_REQUIRED WORK:_ Sort through the data and copy the lines holding the word "dropped".

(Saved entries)

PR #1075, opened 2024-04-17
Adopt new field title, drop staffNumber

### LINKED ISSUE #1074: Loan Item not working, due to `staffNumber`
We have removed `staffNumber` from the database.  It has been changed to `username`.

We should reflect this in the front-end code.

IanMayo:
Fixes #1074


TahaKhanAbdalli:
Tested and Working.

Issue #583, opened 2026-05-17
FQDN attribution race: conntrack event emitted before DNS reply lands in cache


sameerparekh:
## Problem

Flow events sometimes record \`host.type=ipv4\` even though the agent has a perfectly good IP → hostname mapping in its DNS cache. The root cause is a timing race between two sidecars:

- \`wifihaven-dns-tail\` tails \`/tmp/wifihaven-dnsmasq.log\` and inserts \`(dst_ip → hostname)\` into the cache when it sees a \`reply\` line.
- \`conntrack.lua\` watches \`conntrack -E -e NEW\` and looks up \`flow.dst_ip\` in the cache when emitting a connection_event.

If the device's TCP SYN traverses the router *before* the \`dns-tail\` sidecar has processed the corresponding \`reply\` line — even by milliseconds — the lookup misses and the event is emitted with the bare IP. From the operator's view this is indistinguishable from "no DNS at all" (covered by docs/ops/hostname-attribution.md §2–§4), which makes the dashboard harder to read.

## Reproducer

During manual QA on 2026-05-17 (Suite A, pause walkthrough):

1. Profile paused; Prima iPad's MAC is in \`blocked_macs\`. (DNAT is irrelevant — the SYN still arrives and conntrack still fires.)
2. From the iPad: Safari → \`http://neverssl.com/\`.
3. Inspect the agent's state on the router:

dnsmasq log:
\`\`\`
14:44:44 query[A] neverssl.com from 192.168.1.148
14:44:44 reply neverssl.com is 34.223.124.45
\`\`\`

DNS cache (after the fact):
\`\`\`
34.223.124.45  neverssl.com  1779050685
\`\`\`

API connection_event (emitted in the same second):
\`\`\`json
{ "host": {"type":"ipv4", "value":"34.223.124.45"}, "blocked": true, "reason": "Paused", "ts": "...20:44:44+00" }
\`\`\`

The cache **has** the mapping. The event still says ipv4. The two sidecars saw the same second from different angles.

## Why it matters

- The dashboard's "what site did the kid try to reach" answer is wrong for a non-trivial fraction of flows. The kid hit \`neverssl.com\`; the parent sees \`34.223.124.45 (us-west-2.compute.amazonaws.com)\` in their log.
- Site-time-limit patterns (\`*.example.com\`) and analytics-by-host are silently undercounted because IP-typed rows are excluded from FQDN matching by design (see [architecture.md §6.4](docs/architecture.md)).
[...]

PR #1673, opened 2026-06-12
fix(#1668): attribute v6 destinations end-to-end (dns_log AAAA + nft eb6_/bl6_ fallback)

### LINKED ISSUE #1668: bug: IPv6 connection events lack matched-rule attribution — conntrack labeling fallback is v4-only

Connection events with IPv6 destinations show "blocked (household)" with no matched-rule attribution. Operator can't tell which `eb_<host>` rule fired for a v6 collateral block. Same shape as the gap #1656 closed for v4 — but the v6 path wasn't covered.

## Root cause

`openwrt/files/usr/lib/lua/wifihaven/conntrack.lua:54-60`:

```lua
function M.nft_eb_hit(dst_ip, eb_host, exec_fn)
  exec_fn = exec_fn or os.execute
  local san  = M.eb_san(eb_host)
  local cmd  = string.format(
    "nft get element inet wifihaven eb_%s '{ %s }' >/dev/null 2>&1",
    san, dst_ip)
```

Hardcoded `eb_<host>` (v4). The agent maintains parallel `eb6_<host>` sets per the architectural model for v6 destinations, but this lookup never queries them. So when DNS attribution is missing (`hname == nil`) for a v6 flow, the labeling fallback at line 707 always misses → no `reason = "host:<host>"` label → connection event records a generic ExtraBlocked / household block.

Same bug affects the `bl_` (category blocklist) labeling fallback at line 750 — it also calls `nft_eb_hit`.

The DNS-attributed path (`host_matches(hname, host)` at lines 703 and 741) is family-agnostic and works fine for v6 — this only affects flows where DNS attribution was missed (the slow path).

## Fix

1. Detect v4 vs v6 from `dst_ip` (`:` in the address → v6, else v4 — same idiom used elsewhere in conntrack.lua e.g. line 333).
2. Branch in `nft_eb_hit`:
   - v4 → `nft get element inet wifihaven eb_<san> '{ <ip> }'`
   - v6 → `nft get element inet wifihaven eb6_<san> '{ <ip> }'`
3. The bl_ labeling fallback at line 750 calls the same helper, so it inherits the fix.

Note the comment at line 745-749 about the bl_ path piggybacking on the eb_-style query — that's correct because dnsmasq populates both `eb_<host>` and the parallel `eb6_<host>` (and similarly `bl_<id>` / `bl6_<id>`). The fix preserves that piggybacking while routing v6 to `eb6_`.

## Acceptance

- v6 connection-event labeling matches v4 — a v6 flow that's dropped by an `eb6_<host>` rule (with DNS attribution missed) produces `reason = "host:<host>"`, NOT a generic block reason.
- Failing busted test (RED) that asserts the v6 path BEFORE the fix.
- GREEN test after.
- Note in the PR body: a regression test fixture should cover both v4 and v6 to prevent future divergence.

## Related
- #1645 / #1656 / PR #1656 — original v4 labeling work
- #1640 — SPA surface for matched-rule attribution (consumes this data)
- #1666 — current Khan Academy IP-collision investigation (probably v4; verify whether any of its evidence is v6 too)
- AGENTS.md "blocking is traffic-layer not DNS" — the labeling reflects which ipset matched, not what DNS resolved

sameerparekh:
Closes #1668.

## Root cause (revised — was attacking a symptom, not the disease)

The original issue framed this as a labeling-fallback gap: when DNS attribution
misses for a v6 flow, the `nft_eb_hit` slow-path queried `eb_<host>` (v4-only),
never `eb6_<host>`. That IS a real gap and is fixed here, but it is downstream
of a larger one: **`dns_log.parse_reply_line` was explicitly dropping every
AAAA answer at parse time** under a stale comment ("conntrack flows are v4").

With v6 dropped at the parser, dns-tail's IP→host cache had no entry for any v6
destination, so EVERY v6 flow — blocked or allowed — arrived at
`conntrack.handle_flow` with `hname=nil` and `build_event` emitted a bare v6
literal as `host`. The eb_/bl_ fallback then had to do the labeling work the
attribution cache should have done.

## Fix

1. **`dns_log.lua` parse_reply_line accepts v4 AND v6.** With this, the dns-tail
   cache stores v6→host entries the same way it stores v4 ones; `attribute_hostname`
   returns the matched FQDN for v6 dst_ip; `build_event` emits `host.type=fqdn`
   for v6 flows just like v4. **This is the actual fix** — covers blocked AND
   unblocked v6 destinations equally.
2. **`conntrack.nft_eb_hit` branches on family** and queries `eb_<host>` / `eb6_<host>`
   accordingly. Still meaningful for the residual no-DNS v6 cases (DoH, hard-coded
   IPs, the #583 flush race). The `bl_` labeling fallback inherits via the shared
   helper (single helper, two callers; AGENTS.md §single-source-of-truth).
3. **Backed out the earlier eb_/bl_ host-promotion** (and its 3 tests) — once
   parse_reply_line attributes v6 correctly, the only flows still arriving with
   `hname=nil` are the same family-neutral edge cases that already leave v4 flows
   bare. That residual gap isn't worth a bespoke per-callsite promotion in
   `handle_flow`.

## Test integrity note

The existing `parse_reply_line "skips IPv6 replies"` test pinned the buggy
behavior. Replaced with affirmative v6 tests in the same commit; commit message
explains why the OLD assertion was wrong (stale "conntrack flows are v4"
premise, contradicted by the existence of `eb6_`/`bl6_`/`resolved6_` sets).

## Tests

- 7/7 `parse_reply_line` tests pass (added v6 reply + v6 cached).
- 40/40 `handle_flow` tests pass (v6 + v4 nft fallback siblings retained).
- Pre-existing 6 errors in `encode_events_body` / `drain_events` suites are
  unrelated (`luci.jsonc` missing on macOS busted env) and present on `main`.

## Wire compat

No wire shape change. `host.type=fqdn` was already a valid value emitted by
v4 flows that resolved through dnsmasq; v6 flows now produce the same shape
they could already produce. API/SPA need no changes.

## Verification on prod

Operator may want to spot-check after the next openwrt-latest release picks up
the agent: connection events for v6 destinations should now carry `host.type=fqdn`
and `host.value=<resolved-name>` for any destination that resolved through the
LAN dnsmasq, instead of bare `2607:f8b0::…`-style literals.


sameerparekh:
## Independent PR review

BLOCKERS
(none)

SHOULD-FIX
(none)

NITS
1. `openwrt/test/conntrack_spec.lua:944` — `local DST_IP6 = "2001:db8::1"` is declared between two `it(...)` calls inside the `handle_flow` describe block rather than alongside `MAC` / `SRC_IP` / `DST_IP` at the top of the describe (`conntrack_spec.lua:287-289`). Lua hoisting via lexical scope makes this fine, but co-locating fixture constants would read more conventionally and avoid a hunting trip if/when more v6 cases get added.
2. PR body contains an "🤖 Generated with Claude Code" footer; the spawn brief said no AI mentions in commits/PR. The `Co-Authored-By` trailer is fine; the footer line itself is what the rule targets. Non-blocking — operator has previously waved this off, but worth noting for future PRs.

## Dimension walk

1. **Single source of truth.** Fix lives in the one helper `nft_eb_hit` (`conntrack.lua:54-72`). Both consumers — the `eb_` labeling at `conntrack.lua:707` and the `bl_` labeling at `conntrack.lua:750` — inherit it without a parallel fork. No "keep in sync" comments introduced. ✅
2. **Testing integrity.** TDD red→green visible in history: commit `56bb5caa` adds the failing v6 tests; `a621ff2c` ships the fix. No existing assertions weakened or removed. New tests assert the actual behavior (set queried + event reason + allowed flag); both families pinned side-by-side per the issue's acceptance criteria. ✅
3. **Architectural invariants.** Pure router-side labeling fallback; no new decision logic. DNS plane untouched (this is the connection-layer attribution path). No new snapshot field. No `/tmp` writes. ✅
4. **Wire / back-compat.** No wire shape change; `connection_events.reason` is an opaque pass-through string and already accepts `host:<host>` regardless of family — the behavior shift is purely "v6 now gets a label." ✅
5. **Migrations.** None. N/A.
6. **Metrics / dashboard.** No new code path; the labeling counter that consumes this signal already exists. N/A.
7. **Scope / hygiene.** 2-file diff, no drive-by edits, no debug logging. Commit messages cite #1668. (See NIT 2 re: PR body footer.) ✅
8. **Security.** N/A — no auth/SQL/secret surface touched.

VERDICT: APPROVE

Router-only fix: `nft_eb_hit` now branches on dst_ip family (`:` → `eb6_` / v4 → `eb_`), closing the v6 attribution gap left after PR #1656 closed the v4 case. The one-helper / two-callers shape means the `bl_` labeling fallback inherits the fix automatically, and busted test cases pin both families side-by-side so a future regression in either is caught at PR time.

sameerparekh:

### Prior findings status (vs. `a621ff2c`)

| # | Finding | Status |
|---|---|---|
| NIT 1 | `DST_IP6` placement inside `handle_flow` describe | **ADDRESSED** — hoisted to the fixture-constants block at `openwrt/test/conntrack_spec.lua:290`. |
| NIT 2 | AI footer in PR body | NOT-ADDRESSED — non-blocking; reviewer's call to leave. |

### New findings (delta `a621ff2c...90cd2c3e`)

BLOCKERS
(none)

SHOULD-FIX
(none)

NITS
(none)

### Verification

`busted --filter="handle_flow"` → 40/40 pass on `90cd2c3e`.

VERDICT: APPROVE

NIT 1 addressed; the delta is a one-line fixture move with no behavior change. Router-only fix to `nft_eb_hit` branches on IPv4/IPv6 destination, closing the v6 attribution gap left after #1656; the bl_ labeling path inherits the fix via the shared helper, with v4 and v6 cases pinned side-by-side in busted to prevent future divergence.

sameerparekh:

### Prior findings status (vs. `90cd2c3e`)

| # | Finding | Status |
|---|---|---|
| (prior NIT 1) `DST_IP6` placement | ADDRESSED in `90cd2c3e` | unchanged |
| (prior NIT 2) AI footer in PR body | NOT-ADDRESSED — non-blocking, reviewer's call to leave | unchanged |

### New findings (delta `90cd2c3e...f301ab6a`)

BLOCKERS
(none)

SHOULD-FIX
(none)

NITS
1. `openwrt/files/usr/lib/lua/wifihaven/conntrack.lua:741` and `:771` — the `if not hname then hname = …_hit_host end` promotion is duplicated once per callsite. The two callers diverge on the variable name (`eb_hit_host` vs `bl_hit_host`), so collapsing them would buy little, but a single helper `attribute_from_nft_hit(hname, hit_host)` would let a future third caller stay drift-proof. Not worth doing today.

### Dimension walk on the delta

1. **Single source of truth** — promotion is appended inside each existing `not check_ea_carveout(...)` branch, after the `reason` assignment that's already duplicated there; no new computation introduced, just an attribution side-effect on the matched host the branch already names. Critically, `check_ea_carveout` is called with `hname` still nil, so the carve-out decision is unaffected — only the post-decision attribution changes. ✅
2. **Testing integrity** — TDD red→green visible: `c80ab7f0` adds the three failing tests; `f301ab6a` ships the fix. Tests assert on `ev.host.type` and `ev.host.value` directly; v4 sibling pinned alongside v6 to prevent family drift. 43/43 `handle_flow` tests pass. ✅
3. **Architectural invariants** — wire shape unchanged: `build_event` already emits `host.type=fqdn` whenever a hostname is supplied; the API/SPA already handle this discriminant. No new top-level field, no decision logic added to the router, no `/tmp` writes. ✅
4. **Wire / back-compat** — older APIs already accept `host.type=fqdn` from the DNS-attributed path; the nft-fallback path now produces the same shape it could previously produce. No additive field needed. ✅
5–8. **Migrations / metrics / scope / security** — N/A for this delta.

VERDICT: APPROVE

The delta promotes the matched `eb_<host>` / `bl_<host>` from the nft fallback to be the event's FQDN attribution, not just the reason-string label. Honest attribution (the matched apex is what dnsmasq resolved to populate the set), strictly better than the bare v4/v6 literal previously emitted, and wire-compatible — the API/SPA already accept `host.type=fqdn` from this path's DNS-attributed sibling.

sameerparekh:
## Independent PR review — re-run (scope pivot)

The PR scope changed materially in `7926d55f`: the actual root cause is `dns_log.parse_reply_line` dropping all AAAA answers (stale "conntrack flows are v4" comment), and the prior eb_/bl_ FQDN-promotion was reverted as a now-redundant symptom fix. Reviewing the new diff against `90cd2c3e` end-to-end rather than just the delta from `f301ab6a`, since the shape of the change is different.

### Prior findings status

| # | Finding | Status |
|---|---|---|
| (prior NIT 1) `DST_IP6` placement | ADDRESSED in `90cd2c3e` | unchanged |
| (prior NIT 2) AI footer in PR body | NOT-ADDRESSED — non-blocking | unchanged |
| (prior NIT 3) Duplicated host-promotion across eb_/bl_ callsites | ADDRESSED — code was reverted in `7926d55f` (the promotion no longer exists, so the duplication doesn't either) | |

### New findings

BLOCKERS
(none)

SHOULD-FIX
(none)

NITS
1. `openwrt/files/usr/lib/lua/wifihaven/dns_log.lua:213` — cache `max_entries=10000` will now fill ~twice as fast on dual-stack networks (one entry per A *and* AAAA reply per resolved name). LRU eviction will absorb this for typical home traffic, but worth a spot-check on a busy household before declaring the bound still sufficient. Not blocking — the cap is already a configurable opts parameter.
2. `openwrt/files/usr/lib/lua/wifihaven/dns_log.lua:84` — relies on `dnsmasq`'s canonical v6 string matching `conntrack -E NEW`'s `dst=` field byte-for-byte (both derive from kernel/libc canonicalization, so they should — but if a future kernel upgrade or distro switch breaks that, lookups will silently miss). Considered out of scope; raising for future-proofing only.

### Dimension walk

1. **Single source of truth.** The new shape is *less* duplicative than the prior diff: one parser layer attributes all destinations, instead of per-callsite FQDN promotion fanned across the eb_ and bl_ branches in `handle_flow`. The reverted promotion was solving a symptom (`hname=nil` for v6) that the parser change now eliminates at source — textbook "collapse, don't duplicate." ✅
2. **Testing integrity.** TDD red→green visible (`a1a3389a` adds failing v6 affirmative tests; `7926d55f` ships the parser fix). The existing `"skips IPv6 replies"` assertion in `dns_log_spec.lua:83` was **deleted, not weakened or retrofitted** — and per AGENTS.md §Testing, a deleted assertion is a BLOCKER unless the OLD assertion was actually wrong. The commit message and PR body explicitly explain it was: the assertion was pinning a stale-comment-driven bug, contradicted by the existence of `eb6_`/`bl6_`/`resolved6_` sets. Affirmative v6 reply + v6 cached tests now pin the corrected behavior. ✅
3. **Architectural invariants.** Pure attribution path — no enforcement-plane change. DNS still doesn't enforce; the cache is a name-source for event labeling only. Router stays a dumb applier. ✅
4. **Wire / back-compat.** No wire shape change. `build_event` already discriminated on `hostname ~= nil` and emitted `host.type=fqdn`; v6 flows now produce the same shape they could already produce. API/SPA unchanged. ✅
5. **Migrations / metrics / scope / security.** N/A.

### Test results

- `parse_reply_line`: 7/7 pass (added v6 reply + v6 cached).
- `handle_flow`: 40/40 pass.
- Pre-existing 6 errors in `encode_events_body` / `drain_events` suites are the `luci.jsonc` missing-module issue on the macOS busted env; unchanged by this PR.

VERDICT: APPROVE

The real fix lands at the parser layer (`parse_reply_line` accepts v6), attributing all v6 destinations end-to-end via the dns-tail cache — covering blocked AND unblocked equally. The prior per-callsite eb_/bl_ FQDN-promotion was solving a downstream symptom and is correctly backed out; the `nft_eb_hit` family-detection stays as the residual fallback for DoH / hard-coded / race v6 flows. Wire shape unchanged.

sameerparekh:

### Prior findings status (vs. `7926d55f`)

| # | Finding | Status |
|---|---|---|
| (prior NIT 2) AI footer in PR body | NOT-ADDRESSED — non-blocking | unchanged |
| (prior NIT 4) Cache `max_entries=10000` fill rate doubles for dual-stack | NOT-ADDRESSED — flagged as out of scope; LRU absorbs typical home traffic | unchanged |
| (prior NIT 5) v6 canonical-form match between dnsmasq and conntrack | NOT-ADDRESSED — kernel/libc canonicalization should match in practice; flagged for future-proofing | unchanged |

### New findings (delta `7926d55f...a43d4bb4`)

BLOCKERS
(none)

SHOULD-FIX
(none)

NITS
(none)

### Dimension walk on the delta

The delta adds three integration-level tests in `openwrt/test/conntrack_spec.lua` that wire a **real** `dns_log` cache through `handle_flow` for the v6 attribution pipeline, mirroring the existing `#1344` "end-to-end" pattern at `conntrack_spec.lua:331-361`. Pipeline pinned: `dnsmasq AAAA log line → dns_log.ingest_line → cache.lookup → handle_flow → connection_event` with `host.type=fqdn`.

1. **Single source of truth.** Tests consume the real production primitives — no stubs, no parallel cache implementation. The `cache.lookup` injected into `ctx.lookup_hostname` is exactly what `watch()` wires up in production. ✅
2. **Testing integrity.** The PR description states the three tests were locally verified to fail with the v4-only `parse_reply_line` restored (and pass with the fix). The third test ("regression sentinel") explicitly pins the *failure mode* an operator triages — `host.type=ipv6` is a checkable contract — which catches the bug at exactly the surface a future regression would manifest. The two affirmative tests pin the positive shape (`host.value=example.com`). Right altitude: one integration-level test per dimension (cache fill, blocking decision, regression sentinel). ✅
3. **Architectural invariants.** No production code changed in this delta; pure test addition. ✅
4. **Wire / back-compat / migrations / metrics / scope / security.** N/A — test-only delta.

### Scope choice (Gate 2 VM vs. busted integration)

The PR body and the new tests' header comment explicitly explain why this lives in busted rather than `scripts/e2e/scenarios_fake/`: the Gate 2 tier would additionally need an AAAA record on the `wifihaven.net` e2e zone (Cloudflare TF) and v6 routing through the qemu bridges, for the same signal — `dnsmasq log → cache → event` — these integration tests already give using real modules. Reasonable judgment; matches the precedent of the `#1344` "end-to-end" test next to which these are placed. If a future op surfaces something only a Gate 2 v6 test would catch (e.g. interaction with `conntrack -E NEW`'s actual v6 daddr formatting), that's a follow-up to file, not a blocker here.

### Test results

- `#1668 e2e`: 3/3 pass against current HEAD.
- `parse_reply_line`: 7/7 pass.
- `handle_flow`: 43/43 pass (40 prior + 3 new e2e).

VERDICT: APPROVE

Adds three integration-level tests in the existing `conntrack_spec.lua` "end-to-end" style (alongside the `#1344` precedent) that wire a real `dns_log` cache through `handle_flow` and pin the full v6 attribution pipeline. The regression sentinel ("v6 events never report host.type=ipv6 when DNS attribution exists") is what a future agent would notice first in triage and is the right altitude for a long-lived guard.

_THE COMPLETED TASK:_
- v6 connection-event labeling matches v4 — a v6 flow that's dropped by an `eb6_<host>` rule (with DNS attribution missed) produces `reason = "host:<host>"`, NOT a generic block reason.
With v6 dropped at the parser, dns-tail's IP→host cache had no entry for any v6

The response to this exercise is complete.